Analytics Firm SAS Acquires Risk Management Specialist
SAS has acquired Kamakura Corporation to enhance its technology innovation in attempt to curb financial sector volatility
- Written by Banking Exchange staff
Artificial intelligence and analytics provider SAS has acquired specialist risk management solutions provider Kamakura Corporation.
North Carolina-headquartered SAS said in a statement announcing the acquisition that it aimed to deliver integrated risk solutions related to asset and liability management (ALM) for banks, insurers and other financial services companies.
Kamakura provides software and risk management data solutions for the banking and insurance sectors through two offerings: Kamakura Risk Manager (KRM) and Kamakura Risk Information Services (KRIS).

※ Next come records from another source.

PR #5313, opened 2022-05-18
Drop Python 2.7

maximlt:
Drop Python 2.7 in the 1.15.0 release.

### DIFF
--- a/examples/getting_started/1-Introduction.ipynb
+++ b/examples/getting_started/1-Introduction.ipynb
@@ -14,7 +14,7 @@
     "\n",
     "## Why HoloViews?\n",
     "\n",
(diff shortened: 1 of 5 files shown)


maximlt:
I've kept Python 2 aliases like `basestring = str` in the `util.py` module as:

* the test suite installs Panel 0.12.6 on Python 3.6, which needs the `unicode` one
* other packages like hvplot and geoviews rely on `basestring` being available in `util.py`.  I've opened PRs to remove that dependency (https://github.com/holoviz/hvplot/pull/757 and https://github.com/holoviz/geoviews/pull/572). But there may be more usage of these aliases around, so let's just keep them.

KRM offers transaction-level valuation, simulation, stress testing and cashflow analysis, while KRIS provides credit risk data and analytics to enable companies to forecast credit spreads and calculate default probabilities based on proprietary models.
Kamakura’s leadership team — including executives Don van Deventer, chairman and CEO, and Robert Jarrow, research director — will join SAS as part of the acquisition, alongside other employees and contractors.
SAS said the risk management had risen in importance in recent months due to the conflict in Ukraine, disrupted supply chains, rising inflation, and the growing threat of economic recession.
Jim Goodnight, SAS co-founder and CEO, explained that the acquisition “signals our intent to advance market-changing risk solutions to solve the most pressing challenges our financial services customers face”.
He added: “We foresee that the resulting strength of SAS technology, paired with Kamakura’s risk analytics and credit models, will prove far greater than the sum of its parts.”
Kamakura’s capabilities include support for Current Expected Credit Loss models, ALM, and interest rate and liquidity risk management. A growing number of banks have been employing external services providers to manage CECL and other risk models in recent months in the wake of the Covid-19 pandemic.